Material and Methods
Reference dose is the plan dose calculated on a CT (pCT) and then associated with the reference CBCT (refCBCT). RefCBCT is the 1st-day CBCT deformed to the anatomy of the pCT. Along a beam path, cumulative HU values are recorded for refCBCT and a daily CBCT (CBCTi). Dose from the refCBCT is then stretched or contracted based on the difference of cumulative values. Prior, refCBCT and CBCTi are smoothed to lessen noise and image artifacts.
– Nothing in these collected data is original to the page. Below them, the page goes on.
Issue #148, opened 2014-06-23
Aggregation: possible?


ncharlot:
Hi all,

I have a simple "stats" model with a date, a type (related model) and a number.
I would like to add a "group by" filter allowing to group results by date or by type and summing the number.

Is there a way to do that?

Thx!

PR #484, opened 2016-09-14
Add settings conf, add deprecation warnings

rpkilby:
Adds a new conf module, deprecates `HELP_TEXT_*` settings in preparation for #437.

### DIFF
--- a/docs/migration.txt
+++ b/docs/migration.txt
@@ -153,3 +153,13 @@ on the FilterSet:
 
 To fix this, simply remove the methods from your class. You can subclass
 ``OrderingFilter`` to migrate any custom logic.
+
+
+Deprecated ``FILTERS_HELP_TEXT_FILTER`` and ``FILTERS_HELP_TEXT_EXCLUDE``
+-------------------------------------------------------------------------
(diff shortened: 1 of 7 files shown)


docs/migration.txt
```diff
@@ -153,3 +153,10 @@ on the FilterSet:
 
 To fix this, simply remove the methods from your class. You can subclass
 ``OrderingFilter`` to migrate any custom logic.
+
+
+Deprecated ``FILTERS_HELP_TEXT_FILTER`` and ``FILTERS_HELP_TEXT_EXCLUDE`` settings
+----------------------------------------------------------------------------------
+Details: https://github.com/carltongibson/django-filter/pull/484
```
ad-m: There is no details .What I missing? I use this settings in my project (as a author of patch which introduce them). See #136, #148, #292 for user feedback.

rpkilby: Hi. I've updated the PR with more details. This PR is prep for #437, which includes more descriptive filter labels. eg, "Published date is less than" and "Exclude author name starts with". The `help_text` would no longer be necessary.

PR #500, opened 2016-09-23
Fix rest framework template handling

rpkilby:
This supersedes and closes #498. 

I've inlined the templates as strings, since they are so small. This means that it's unnecessary to add `'django_filters.rest_framework'` to the `INSTALLED_APPS` setting.


rpkilby:
> Inlining is OK here, but it kind of assumes nobody will ever override the templates. I suspect that's a bad assumption.

Good point. They could override, but it would require that they subclass the backend. I've updated the PR to check for the path first, then fallback to the inline templates. This keeps packaging simple and doesn't require adding to  `INSTALLED_APPS`.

The images are also crudely corrected for the shape of the HU-to-RSP curve by first using HU histogram matching between pCT and refCBCT and then applying the CT calibration curve. This correction is inaccurate for actual dose calculation on a CBCT, but its effectiveness for comparison between two CBCTs was investigated. Finally, the 1D-warped beam doses are summed into total fractional dose. To validate the method for bilateral HN we compared the estimated fractional doses with our clinical off-line standard. This includes deforming the closest in time available CT (pCT or QACT) to CBCTi to create a synthetic CT (sCTi) and then use that to calculate dose in the treatment planning system with Monte Carlo. Dose on CTBTi and sCTi was compared with Gamma-index (3mm/3%). 21 oropharyngeal patients previously treated with bilateral neck proton radiation were selected for validation. Patients had at least 3 QACTs and weekly CBCTs (in total 97 CBCTs and 78 QACTs).
Results
Variations of CBCT corrections such as image smoothing, HU histogram matching and application of approximate calibration curves were applied in various combinations. The gamma-index for calculated dose on sCTs versus predicted dose on matching CBCTs acquired 35 days post simulation for all 21 patients was obtained for different levels of corrections. Application of a calibration curve was the only significant correction. Additional corrections improved the agreement but the difference was not statistically significant. The accuracy of the method decreased with increased number of days past simulation. For all 21 patients we compared the predicted dose on 97 CBCTs with calculated dose on matching sCTs. The mean gamma-index pass rate was 98.2% (σ = 2.5%). The 3 lowest rates (<95%) belonged to the same patient with severe dental artifact. Duration of CBCT-based dose prediction was recorded, on average it takes 29s (σ = 4.5s). That includes reading the daily CBCT, correcting the HU, stretching/compressing dose for 5 beams and summing them up.
Conclusion
Using HU-based dose deformation along a proton beam, a rapid and accurate fractional dose estimate for oropharyngeal radiation was obtained and could be used for real-time guidance.